36. Be able to describe the general life cycles (and effect on the primary
(definitive) host of the following parasites: Fasciola hepatica, Clonorchis
sinesis (the Chinese liver fluke), Schistosomes (blood flukes) and Taenia
(tapeworm) that can infect humans.
37. Be able to give examples of humans serving as intermediate (secondary) hosts
for tapeworms and to explain why these infections can be so serious. What is
cysticercosis?
38. Be able to give some examples of adaptations among the parasitic forms to
increase the probability of finding a host and not being rejected once in a host.
39. Describe some unique adaptations of parasites belonging to this clade.
40. Why are acoels considered unusual platyhelminthes? Why are
platyhelminthes considered polyphyletic?
Nemertea
41. Be able to characterize the Nemertea. Be able to compare them to
Platyhelminthes and Annelids. Describe their unique probosis. Describe a
pilidium larvae and its imaginal disks.
42. If you were had to pick a near relative for ribbon worms, would it be
flatworms or annelid worms? Defend your answer
Annelids:
43. Be able to describe the "tube within a tube" body plan of the annelid
worms.
44. Explain the advantages of segmentation in coelomic organisms and include
the phyla that exhibit segmentation. Be able to compare the segmentation
exhibited by annelids with that exhibited by Arthropods.
45. Be able to describe the main features of the earthworm with regard to
circulatory, nervous. excretory, and digestive system.
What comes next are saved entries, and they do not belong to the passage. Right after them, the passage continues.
PR #434, opened 2020-04-14
[R4R] Fix pricefeed sims so does not always go to zero

### LINKED ISSUE #430: Pricefeed simulator's price drifts towards 0
Looks like the price's generated by the pricefeed simultor operations gradually tends towards 0 even with different random seeds.
Not sure what's going on, maybe something to do with rounding?

There's a script to generate prices on branch `price-gen-script`. Running `go test ./x/pricefeed/simulator/operations` will write out a json file with prices (outputs to the `pricefeed/simulator/operations` folder).

jmahess:
Problems were:
- multiplying by the random variable resulted in lower value on average (e.g. 100 x 1.2 x .08 = 96 which is less than 100)
- simulation random number generation is biased towards zero and the "upper bound" but the upper bound can be less than the actual upper bound because it is represented by an integer which can result in truncation. This results in it likely tending down due to the zero and truncation bias (functions in `simulation` e.g. `simulation.RandIntBetween` and the random decimal function)

Update:
- used a new random walk approach. See below for graphs of the new simulation and explanation of how it works

closes #430


x/pricefeed/simulation/operations/msg.go
```diff
@@ -101,26 +107,36 @@ func getExpiryTime(ctx sdk.Context) (t time.Time) {
 // pickNewRandomPrice picks a new random price given the current price
 // It takes the current price then generates a random number to multiply it by to create variation while
 // still being in the similar range. Random walk style.
```
rhuairahrighairidh, line 109: nit: these are a bit out of date given the new changes

In general I'm liking the comments, but it's worth remembering they can get out of sync as code changes (or is copy and pasted to other areas), which can lead to misleading comments.

The general advice is to make sure comments add useful information not obvious from the code itself. For example something like this wouldn't add anything:
```go
    // get next time by adding period to current time
    nextTime := currentTime.Add(period)
```

jmahess:
> nfortunately it looks like `ctx.WithBlockHeight(1)` doesn't work for accessing the genesis prices. It seems to just return the current block's price. I can't think of a way to get the genesis price into the operation func, but I'll think more tomorrow.
> 
> Alternatively if we could get the multiplying algorithm from before to work, then we wouldn't need genesis.

Does is matter if we are pulling the price from the current block or the genesis block? The idea is just to scale the random deviations based on the asset price e.g. BTC may swing by tens of dollars whereas XRP may swing by cents

x/pricefeed/simulation/operations/msg.go
jmahess: 🆗

x/pricefeed/simulation/operations/msg.go
```diff
@@ -101,26 +107,36 @@ func getExpiryTime(ctx sdk.Context) (t time.Time) {
...
+	// Pick random price multiplier
+	limit := sdk.MustNewDecFromStr("0.2")
+	got := simulation.RandomDecAmount(r, limit) // random in the range 0-0.2
 
-	randomPriceMultiplier := simulation.RandomDecAmount(r, got) // get a random number
 	if err != nil {
-		fmt.Errorf("Error generating random price multiplier\n")
+		fmt.Errorf("error generating random price multiplier")
 		return sdk.ZeroDec(), err
 	}
```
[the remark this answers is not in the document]
jmahess: 🆗

jmahess:
> Is it possible to have a random walk that moves some multiple each iteration rather than a fixed additive amount?

Yes. I have implemented a version just using multiplication which does not always end up in zero: https://github.com/Kava-Labs/kava/pull/436

jmahess:
Updating to use the multiplication method.

jmahess:
PR now merges into `master`

jmahess:
Implemented the new random walk strategy. First tried generating the entire series of data points every time but this significantly slows down the simulations. So instead I store the most recent previous price and the take the next step on the random walk based on this. I bounded the prices between zero and twice the genesis price. This means the prices go up and down within a reasonable / realistic range similar to the real assets. I tried running the simulation several times with BTC and BNB and ended up with reasonable values (not tending to zero or infinity). I have included the test file so that it can be replicated to verify not tending to zero or infinity, but will remove the test file before we merge to `master` (test file: https://github.com/Kava-Labs/kava/pull/434/commits/d2f49d1aa2633a4bc08a82ee349ed3a1564de61e#diff-f475e1f75d205858d7fe5205bc816be1

@karzak

jmahess:
Screen Shot 2020-04-15 at 4 05 41 PM

jmahess:
Another run using lower "volatility". This shows the price of BTC varying. This amount of volatility may be more realistic.

Screen Shot 2020-04-15 at 4 27 25 PM

jmahess:
Updated to put upper bound at 10x genesis price. Also put the volatility back to the original high volatility.

Graph of results:

Screen Shot 2020-04-15 at 5 27 28 PM

jmahess:
Updated to use smallest dec instead of zero @karzak

x/pricefeed/simulation/operations/pricegen_test.go
```diff
@@ -0,0 +1,40 @@
+package operations
```
karzak, line 1: We can delete this again

x/pricefeed/simulation/operations/msg.go
```diff
@@ -98,29 +123,29 @@ func getExpiryTime(ctx sdk.Context) (t time.Time) {
...
-		return sdk.ZeroDec(), err
+func pickNewRandomPrice(r *rand.Rand, marketID string) (newPrice sdk.Dec) {
+	startPrice := getStartPrice(marketID)
+	maxPrice := sdk.MustNewDecFromStr("10.0").Mul(startPrice)
+	recentPrice := getRecentPrice(marketID)
+	increment := getIncrement(marketID)
+
+	upDown := r.Intn(2)
+	if upDown == 0 {
+		if maxPrice.Sub(increment).LTE(recentPrice) {
```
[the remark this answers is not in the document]
jmahess: yes you are right. will make the change

x/pricefeed/simulation/operations/msg.go
```diff
@@ -98,29 +123,29 @@ func getExpiryTime(ctx sdk.Context) (t time.Time) {
...
+			newPrice = maxPrice
+		} else {
+			newPrice = recentPrice.Add(increment)
+		}
+	} else {
+		if sdk.SmallestDec().Add(increment).GTE(recentPrice) {
```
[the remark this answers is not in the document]
jmahess: 🆗

x/pricefeed/simulation/operations/pricegen_test.go
jmahess: ok. deleted.

jmahess:
Made the updates as suggested in the code review. Feel free to merge whenever or let me know if anything else needs updating @karzak

x/pricefeed/simulation/operations/msg.go
```diff
@@ -98,29 +123,29 @@ func getExpiryTime(ctx sdk.Context) (t time.Time) {
 	return t
 }
 
-// pickNewRandomPrice picks a new random price given the current price
```
fedekunze, line 101: nit, I liked the comments here. Can you maybe readd them?

jmahess: @rhuairahrighairidh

46. Be able to distinguish between the Clitellatids and Polychaetes with
regard to where they live, how they feed, external features, how they
move and their general mode of reproduction. Be able to do the same for
Oligochaetes and leeches (Hirudinea). Be able to describe filter feeding in
polychaetes.
47. How are leeches being used today as medical “devices”?
48. Describe the habitat and morphology of bone devouring worms.
49. What is Chaetopterus pugaporcinus?
50. Be able to recognize diagrams of Echiurans and Sipunculids. Be able to
describe the basic bauplan and lifestyles of these groups.
51. What characteristics do Echiurids and Spunculids share with typical
annelids. Why are they not thought by some to be closely related to
annelids?
52. What is unusual about the clade Siboglinidae’s (Pogonophora) lifestyle?
Give some examples of adaptations for living at 2,600 feet below the surface.
What are some of the common problems facing animals living in
chemosynthetic biological communities. What are some of the adaptations we
see in these communities not matter were they are found?